Climate finance is one of the bedrocks of negotiations at the United Nations Framework Convention on Climate Change (UNFCCC), including the “COP24” talks taking place this month in Katowice, Poland.
“Climate finance” refers to money – both from public and private sources – which is used to help reduce emissions and increase resilience against the negative impacts of climate change.
Rich countries have promised they will provide $100bn a year in climate finance to poorer nations by 2020. The UNFCCC’s recent biennial assessment found this sum had reached $75bn in 2016, a step forward compared to the $65bn given in 2015.
The OECD, a Paris-based intergovernmental economic organisation, asks its 36 member countries to report on their foreign aid, including climate finance. The data captures climate finance that is both bilateral (country to country) and multilateral (via international institutions) It also gives detailed information about funded projects. (The OECD calls this database “climate-related development finance” rather than strictly climate finance).

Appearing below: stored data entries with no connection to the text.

PR #588, opened 2026-09-21
fix(*): probe raven web before launch and install plugins from the release list

gloryfromca:
## Summary

The one-line installers are served from `main` and install the latest published release, so an ending on `raven web` (PR #476) shipped against v0.1.13, which has no `web`: since 2026-09-17 every `curl raven.evermind.ai/install.sh | sh` has ended in `No such command 'web'` with exit code 2. This PR fixes that class of failure and the upgrade defect behind the next release.

- **Probe rule.** Every `raven <sub>` call in `install.sh` and `install.ps1` is preceded by `raven <sub> --help`. When the probe fails the install ends on the one command every release has (`raven`), and neither the stop nor the page's own exit code becomes the script's. `RAVEN_NO_LAUNCH=1` skips the launch (CI, Dockerfiles); the PATH hint the launch displaced is back.
- **The release says what it ships.** `release.yml` writes `raven-plugins.txt`, one `name @ url` line per plugin wheel it just built, beside the wheel and the constraints. Both installers derive every URL from the release page redirect and hand the list to `uv tool install --with-requirements`. No GitHub API call, no grepping asset names out of its JSON. A release without a list (0.1.13 and older) installs raven alone, as it effectively did before.
- **Upgrade keeps the plugins.** uv replaces a tool's requirement set with what one command names, so the old helper (`raven[channels]` only) uninstalled every plugin the installer had put in. The helper now installs from the same list, descends one loss at a time (engines, then the memory plugin, then the channel extras), and refuses to run without the list rather than install raven alone. `raven upgrade` on an up-to-date install whose list names a plugin it lacks reinstalls the version with its plugins. The helper also moves a beta wheel URL's deploy token into the request header (urllib reads `user:token@host` as a host name) and copies it onto the list's URLs for uv.
- **Gates.** CI installs the latest release with the PR's scripts, piped, on ubuntu and windows whenever an installer changes. The release job installs itself from `dist/` with `install.sh` before the draft is created and asserts the three plugin packages and `web` on the result. The beta publisher builds and lists the same three plugin wheels. A contract test holds the release workflow, the beta publisher, both installers (remote list and local clone mode) and the helper to one plugin list.

Decisions, for the reviewer: the plugins are not published to PyPI and no names are reserved there; the list carries direct URLs, so no plugin is ever resolved by name against an index. The LibreOffice and chromium steps in the scripts are unchanged. The three hosted-memory plugins (mem0, zep, memos) are built and uploaded as before but stay off the default list.

## Type

- [x] Fix
- [ ] Feature
- [ ] Docs
- [ ] CI / tooling
- [ ] Refactor
- [ ] Other

## Verification

All installs below ran piped (`cat install.sh | sh`) in isolated directories (own HOME, UV_TOOL_DIR, UV_TOOL_BIN_DIR, UV_CACHE_DIR, RAVEN_HOME) with `RAVEN_MINIMAL=1`.

- `main`'s `install.sh` against the live latest release (v0.1.13): exit 2, `No such command 'web'`. This branch's `install.sh`, same environment: exit 0, `Raven installed. Open a new terminal ... then run: raven`; `raven --version` prints 0.1.13. With `RAVEN_NO_LAUNCH=1`: exit 0.
- A local release directory built by `scripts/publish_beta.py` (`_build` at 0.1.14b1: raven wheel, three plugin wheels, constraints, list): this branch's `install.sh` with `RAVEN_WHEEL_URL=file://...` installs raven 0.1.14b1, `python -c "import raven_everos, raven_design, raven_ppt"` succeeds in the tool venv, and the uv receipt lists raven plus the three plugins.
- The release workflow's two new step bodies (`Write the plugin list`, `Install the release from dist with install.sh`) extracted and run locally against that build: exit 0; removing one plugin wheel makes the list step exit 1.
- The script's ending against the 0.1.14b1 install: `raven web --help` exit 0, `raven web --stop` exit 0 with nothing to stop, `raven web --foreground --port 18999` answers `GET /` with HTTP 200 after about 20 seconds.
- `uv run raven upgrade` and `uv run raven upgrade --check` from the checkout against live GitHub: `Raven 0.1.13 is up to date.`, exit 0.
- `uv run pytest tests/integration/test_cli_upgrade_real_uv.py`: 2 passed. The test now installs the old fixture `--with` a companion wheel and asserts the companion survives the upgrade; against `main`'s helper the same test fails on that assertion.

- Donor governments gave climate finance totalling $34bn in 2015 and $37bn in 2016, according to OECD estimates (note that this is not a full estimate of money counting towards the $100bn pledge – see below for more).
- Japan was the largest donor, giving $10.3bn per year (bn/yr) on average over the two years. It was followed, in order, by Germany, France, the UK and the US.
- India was the largest recipient on average, receiving $2.6bn/yr. It was followed, in order, by Bangladesh, Vietnam, the Philippines and Thailand
- The single largest “country-to-country” flow was an average yearly $1.6bn from Japan to India.
- The US was the top contributor to the multilateral Green Climate Fund (GCF) in 2016. (However, the US has now ended its support for the GCF).
- Around $16bn/yr went to mitigation-only projects, compared to $9bn for adaptation-only projects.
Around 42% of the finance consisted of “debt instruments”, such as loans.
It is important to note that the OECD database does not claim to capture all climate finance counting towards the $100bn. The totals of the data given here add up to $37bn, well below the $47bn the OECD recently estimated in a separate, top-down overview of public climate finance from developed to developing countries in 2016. The OECD also put public climate finance at $55bn in 2017. However, no project-level database for 2017 has been released yet.
The values represent money committed by governments or agencies on the basis of a firm written obligation and backed by available funds. Therefore, it does not represent pledges.
As the first chart above shows, not all climate finance goes straight from one country to another. Instead, a sizeable wedge goes via international institutions, such as multilateral climate funds and multilateral development banks (MDBs). The breakdown of the $5.1bn climate share of contributions to these bodies is shown in the second diagram above.
It shows, for example, that the Green Climate Fund (GCF), which was established with a mandate specifically to leverage climate finance towards the $100bn pledge, received an average $1.7bn per year in 2015 and 2016. Japan, the UK and the US contributed the most.
The Paris Agreement says that scaled-up financial resources “should aim to achieve a balance between adaptation and mitigation”. As is shown in the OECD data (and elsewhere) this is not close to being the case, with almost double the amount going to mitigation-only projects compared to adaptation-only ones.
Discussions on climate finance are currently ongoing at this year’s climate conference in Katowice, Poland, as part of the Paris “rulebook”. Sticking points include accounting rules and the extent to which developed countries should promise concrete sums of climate finance years ahead of time. Some countries are also pushing for talks to start on a new climate finance goal, due to begin in 2025.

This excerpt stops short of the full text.